Dr. Ludwig Coblentz is a rotund man with a big head, a balding pate and a belly the size of a Volkswagen. I meet him on the shoulder as he slides from
his Escalade. “I hear one of your officers had a close encounter with a dead body,” he says grimly.
“Not just dead,” I say. “Murdered.”
He wears khaki trousers and a red plaid pajama top beneath his parka. I watch as he pulls a black bag from the passenger seat. Holding it like a lunchbox, he turns to me, his expression telling me he’s ready to get down to business.
I lead him into the bar ditch.
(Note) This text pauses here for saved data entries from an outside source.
PR #1282, opened 2020-03-28
XWIKI-15814 - Messages sent to followers only appear in the Notificat…

ClemensRobbenhaar:
…ion List, not in the Dashboard "Activity Stream"

This PR seem to fix the issue, but maybe someone better acquainted with the filter preferences might want to have a look if this makes sense or should be solved differently.


xwiki-platform-core/xwiki-platform-notifications/xwiki-platform-notifications-sources/src/main/java/org/xwiki/notifications/sources/internal/UsersParameterHandler.java
```diff
@@ -90,6 +102,24 @@ public void handleUsersParameter(String users, NotificationParameters parameters
...
             addFilterPreference(parameters, userList);
+        } else if (parameters.user != null) {
+            // if we have a user (but no "users") then we should also display personal messages from followed users.
+            // the other types of messages get included, but for personal messages the filter needs
+            // a matching filter preference so we loop though preferences to see if they have
+            // a preference for this (using a copy to guard against unwanted modifications)
+            try {
+                for (NotificationFilterPreference filterPref
+                    : notificationFilterPreferenceManager.getFilterPreferences(parameters.user)) {
+                    if (EventUserFilter.FILTER_NAME.equals(filterPref.getFilterName())) {
```
surli, line 113: I think that's correct by would be good if you could give a second opinion @manuelleduc since you worked on it recently.

xwiki-platform-core/xwiki-platform-notifications/xwiki-platform-notifications-sources/src/main/java/org/xwiki/notifications/sources/internal/UsersParameterHandler.java
```diff
@@ -90,6 +102,24 @@ public void handleUsersParameter(String users, NotificationParameters parameters
             parameters.filters.add(new FollowedUserOnlyEventFilter(entityReferenceSerializer, userList));
 
             addFilterPreference(parameters, userList);
+        } else if (parameters.user != null) {
+            // if we have a user (but no "users") then we should also display personal messages from followed users.
+            // the other types of messages get included, but for personal messages the filter needs
+            // a matching filter preference so we loop though preferences to see if they have
+            // a preference for this (using a copy to guard against unwanted modifications)
+            try {
+                for (NotificationFilterPreference filterPref
```
surli, line 111: I think you could break the for whenever the filter is found. Would be a small perf improvment.

surli:
@ClemensRobbenhaar you're still missing a test for this one, we have a UsersParameterHandlerTest I'd be really more comfortable to see that covered.

xwiki-platform-core/xwiki-platform-notifications/xwiki-platform-notifications-sources/src/main/java/org/xwiki/notifications/sources/internal/UsersParameterHandler.java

It’s a short walk to the body, but his breathing is labored by the time we climb the fence. “How the hell did a body get all the way out here?” he mutters.
“Someone dumped her or she dragged herself before she died.”
He gives me a look, but I don’t elaborate. I don’t want him walking into this with preconceived notions. First impressions are important in police work.
We duck under the crime scene tape Glock has strung through the trees like toilet paper at Halloween. T.J. has clipped an AC work light to a branch above the body. It doesn’t cast much light, but it’s better than flashlights and will free up our hands. I wish for a generator.
“Scene is secure.” Glock approaches holding two cups of coffee and shoves one at me. “You look like you could use this.”
Taking the Styrofoam cup, I peel back the tab and sip. “God, that’s good.”
He glances at the body. “You figure someone dumped her?”
“Looks that way.”
T.J. joins us, his gaze flicking to the dead woman. “Jeez, Chief, I hate to see her laid out like that.”
I hate it, too. From where we stand I can see her breasts and pubic hair. The woman inside me cringes at that. But there’s nothing I can do about it; we can’t move her or cover her until we process the scene. “Do either of you recognize her?” I ask.
Both men shake their heads.
Sipping my coffee, I study the scene, trying to piece together what might have happened. “Glock, do you still have that old Polaroid?”
“In my trunk.”
“Take some photos of the body and the scene.” I think of the trampled snow and mentally kick myself for disturbing the area. A boot tread might have been
helpful. “I want shots of the drag marks, too.” I speak to both men now. “Set up a grid inside the crime scene tape and walk it, starting at the trees. Bag everything you find, even if you think it’s not important. Be sure to photograph everything before you touch it. See if you can find a boot tread. Keep your eyes open for clothing or a wallet.”